Several factors are driving this rally. Firstly, recent market turmoil has increased demand for safe-haven assets as investors flee equities, particularly technology stocks. Secondly, the ongoing risks of a broader conflict in the Middle East are likely to continue supporting the rally in precious metals.

Finally, macroeconomic shifts are bolstering gold’s long-term uptrend. Cooling inflation and anticipated easing of rate hikes in major economies, particularly with the US Federal Reserve widely expected to begin rate cuts in September, are likely to pressure the US dollar further, which in turn supports gold prices. Additionally, mounting recession fears amid softening US economic data over the past month have made gold a more attractive safe-haven investment.

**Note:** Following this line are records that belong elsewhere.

PR #853, opened 2022-09-29
Add command to export migrations

ecordell:
This PR adds a new command, `spicedb migrations`, that will export a representation of the migrations for a given datastore.

Initially, only Postgres is supported, and for now only SQL files are output.

```sh
$ spicedb migrations --datastore-engine=postgres
$ tree migrations
migrations
├── 1664918821_DDL_expand_1eaeba4b8a73.sql
├── 1664918822_DDL_expand_add_reverse_index.sql
├── 1664918823_DML_contract_delete_all_but_newest_ns.sql
├── 1664918824_DDL_expand_add_unique_living_ns.sql
├── 1664918825_DDL_expand_add_transaction_timestamp_index.sql
├── 1664918826_DDL_contract_change_transaction_timestamp_default.sql
├── 1664918827_DDL_expand_add_gc_index_internal.sql
├── 1664918828_DML_expand_add_gc_index.sql
├── 1664918829_DDL_expand_add_unique_datastore_id.sql
├── 1664918830_DDL_expand_add_ns_config_id.sql
├── 1664918831_DDL_expand_add_xid_columns.sql
├── 1664918832_DDL_contract_add_xid_indices_0.sql
├── 1664918833_DDL_contract_add_xid_indices_1.sql
├── 1664918834_DDL_contract_add_xid_indices_2.sql
├── 1664918835_DDL_contract_add_xid_indices_3.sql
├── 1664918836_DDL_contract_add_xid_indices_4.sql
├── 1664918837_DDL_contract_add_xid_indices_5.sql
├── 1664918838_DDL_contract_add_xid_indices_6.sql
├── 1664918839_DML_expand_add_xid_indices.sql
├── 1664918840_DDL_contract_drop_ns_config_pk_2.sql
├── 1664918841_DDL_contract_add_xid_constraints_0.sql
├── 1664918842_DDL_contract_add_xid_constraints_1.sql
├── 1664918843_DDL_contract_add_xid_constraints_2.sql
├── 1664918844_DML_expand_add_xid_constraints.sql
└── 1664918845_DDL_contract_drop_bigserial_ids.sql
```

The filenames ensure ordering via epoch prefixes, and indicate at a glance what affect the migration will have (DDL/DML, expand/contract). Note that the epoch prefixes are not stable between runs of `spicedb migrations` - looking for feedback for whether that should be changed.

The existing `spicedb migrate` commands work exactly as they did before for users that aren't using external migration tools.

### DIFF
--- a/internal/datastore/postgres/migrations/manager.go
+++ b/internal/datastore/postgres/migrations/manager.go
@@ -1,15 +1,111 @@
 package migrations
 
 import (
+	"context"
+	"fmt"
+	"strings"
+
+	"golang.org/x/exp/slices"
+
 	"github.com/authzed/spicedb/pkg/migrate"
 
 	"github.com/jackc/pgx/v4"
 )
 
-var (
-	noNonatomicMigration migrate.MigrationFunc[*pgx.Conn]
-	noTxMigration        migrate.TxMigrationFunc[pgx.Tx]
-)
-
 // DatabaseMigrations implements a migration manager for the Postgres Driver.
 var DatabaseMigrations = migrate.NewManager[*AlembicPostgresDriver, *pgx.Conn, pgx.Tx]()
+
+type PGMigrationSet []*PostgresMigration
+
+var PostgresMigrations PGMigrationSet = make([]*PostgresMigration, 0)
+
+func (p PGMigrationSet) Sort() {
+	slices.SortFunc(p, func(a *PostgresMigration, b *PostgresMigration) bool {
+		return b.replaces == a.version
+	})
+}
+
+func RegisterPGMigration(p *PostgresMigration) {
+	if p.migrationType == "" {
+		panic("migration missing type")
+	}
+	if p.migrationSafety == "" {
+		panic("migration missing safety")
+	}
+	PostgresMigrations = append(PostgresMigrations, p)
+	if err := DatabaseMigrations.Register(p.version, p.replaces, p.expected, p.Run, nil); err != nil {
+		panic("failed to register migration: " + err.Error())
+	}
+}
+
+type migrationType string
+
+var (
+	DDL migrationType = "DDL"
+	DML migrationType = "DML"
+)
+
+type migrationSafety string
+
+var (
+	expand   migrationSafety = "expand"
+	contract migrationSafety = "contract"
+)
+
+type PostgresMigration struct {
+	version         string
+	replaces        string
+	expected        string
+	command         strings.Builder
+	suffix          string
+	migrationType   migrationType
+	migrationSafety migrationSafety
+}
+
+func (p *PostgresMigration) Run(ctx context.Context, conn *pgx.Conn) error {
+	_, err := conn.Exec(ctx, p.command.String())
+	return err
+}
+
+func (p *PostgresMigration) Begin() {
+	p.command.WriteString("BEGIN;\n")
+}
+
+func (p *PostgresMigration) Commit() {
+	p.command.WriteString("COMMIT;")
+}
+
+func (p *PostgresMigration) WriteVersion() {
+	if p.version == "" {
+		panic("cannot write empty version")
+	}
+	p.command.WriteString(fmt.Sprintf("UPDATE alembic_version SET version_num='%[1]s' WHERE version_num='%[2]s';\n", p.version, p.replaces))
+}
+
+func (p *PostgresMigration) WriteVersionOverride(previous string) {
+	if p.version == "" {
+		panic("cannot write empty version")
+	}
+	p.command.WriteString(fmt.Sprintf("UPDATE alembic_version SET version_num='%[1]s' WHERE version_num='%[2]s';\n", p.version, previous))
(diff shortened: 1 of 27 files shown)


josephschorr:
I think we need to have the migration SQL update the revision used for tracking; otherwise SpiceDB won't know where it is in a multi-step migration

internal/datastore/postgres/migrations/manager.go
```diff
@@ -1,15 +1,99 @@
...
 )
 
+const (
+	dir = "migrations"
+
+	createVersionTable = `CREATE TABLE alembic_version (
+    		version_num VARCHAR NOT NULL
+		);
+		INSERT INTO alembic_version (version_num) VALUES ('');`
+)
```
vroldanbet, line 22: why is this bit not handled also into its own SQL file?

internal/datastore/postgres/migrations/manager.go
```diff
@@ -1,15 +1,99 @@
...
+		}
+		previous := version
+		version = strings.TrimSuffix(migration.Name(), ".sql")
+		version = strings.TrimSuffix(migration.Name(), ".sh")
+		version = version[11:] // trim epoch
+		version = strings.TrimPrefix(version, "DDL_")
+		version = strings.TrimPrefix(version, "DML_")
+		version = strings.TrimPrefix(version, "go_")
+		version = strings.TrimPrefix(version, "expand_")
+		version = strings.TrimPrefix(version, "contract_")
```
vroldanbet, line 60: can you elaborate a bit on the semantics behind these file name conventions?

vroldanbet (commented):
@ecordell thanks for prototyping this out there. I think it's important to describe in the PR what kind of use-case we are trying to solve (e.g. is this something geared towards users that use a migration framework like liquibase, and if so, how can folks operating spicedb consume these?).

As far as I can tell, nothing in this new approach prevents us to mix DDL and DML in the same `sql` file. It's the sole responsibility of spicedb mantainers to make sure those are not mixed. Mixing DDL and DML is problematic for some other schema management tools / frameworks like https://github.com/skeema/skeema.

I think a good exercise would be to find "data management pipelines" out there and see if this design helps integrating with them. For example, it occurs to me that Planetscale could be a good target to exercise, as it has its own schema migration flavor. I speak without knowledge of what the Planetscale end-user schema migration pipeline looks like, but perhaps for it would help to have a SQL dump as well (compared to the "SQL transition" here proposed) to make it easier to have SpiceDB operator integrate the migration with Planetscale. I know this would also help with Skeema-based pipelines.

internal/datastore/postgres/migrations/manager.go
ecordell: If you're running migrations with an external tool, that external tool almost certainly has its own tracking table (and we can't just put all `alembic_version` modifications in the migration files, since they will be DML and a goal is to have some DDL-only files).

I was thinking of `spicedb migrate` as "just another tool" that can consume the migration files to run them; the `alembic_version` table is what it uses for bookkeeping.

ecordell:
> SpiceDB won't know where it is in a multi-step migration

SpiceDB currently doesn't know where it is in a multi-step migration either; I was hoping to decouple that requirement from this one if possible.

> As far as I can tell, nothing in this new approach prevents us to mix DDL and DML in the same sql file. It's the sole responsibility of spicedb mantainers to make sure those are not mixed.

Correct - we would need to be careful about that, or find/write some linters for it.

> I think a good exercise would be to find "data management pipelines" out there and see if this design helps integrating with them.

This is a good idea! I'll look into some options.

I want to get at least 1 external tool in a test to exercise this workflow in CI.

internal/datastore/postgres/migrations/manager.go
ecordell: resolving since this is not relevant to the current implementation

internal/datastore/postgres/migrations/zz_migration.0011_add_xid_constraints.go
```diff
@@ -1,21 +1,9 @@
...
-const (
-	getNSConfigPkeyName = `
-	SELECT constraint_name FROM information_schema.table_constraints
-		WHERE table_schema = 'public'
-      	AND table_name = 'namespace_config'
-      	AND constraint_type = 'PRIMARY KEY';`
-
-	dropNSConfigIDPkey = "ALTER TABLE namespace_config DROP CONSTRAINT %s;"
-)
+const dropNSConfigIDPkey = `ALTER TABLE namespace_config DROP CONSTRAINT namespace_config_pkey;
```
ecordell, line 5: @jakedt I removed the query for the primary key constraint in favor of hardcoding it. What are the scenarios we this constraint name is different? In my tests it was always this value.

ecordell:
We seem to be moving in the direction of making `spicedb migrate` smarter (vs. trying to support external tools that handle migrations). Closing this since we've paused on the idea of exposing the migrations directly like this.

Oil prices surge on undersupply concerns and technical bets

The oil markets surged more than 4% last week, with gains accelerating on Tuesday. Increasing demand and escalating tensions in the Middle East are the primary bullish drivers for oil prices.

The upcoming inventory data from the US Energy Information Administration (EIA) will be crucial for future market trends, as stockpiles have been decreasing for six consecutive weeks, ending on 2 August. According to the EIA, OPEC+ production cuts are expected to reduce global oil inventories over the next three quarters, thereby pushing oil prices higher.

In June, OPEC and its allies agreed to extend production cuts of 3.66 million barrels per day until the end of 2025, with additional voluntary cuts of 2.2 million barrels per day continuing until September this year. The organisation, which accounts for over 37% of the world’s total oil supply, has been reducing output since 2022, resulting in a total cut of 5.86 million barrels per day, representing 5.7% of global demand.

Moreover, traders are responding to technical signals, including a double-bottom pattern evident in both oil futures price charts. Notably, WTI futures prices have surpassed the 50-day moving average for the first time since 19 July. These combined bullish signals may encourage traders to maintain their positive outlook on oil prices.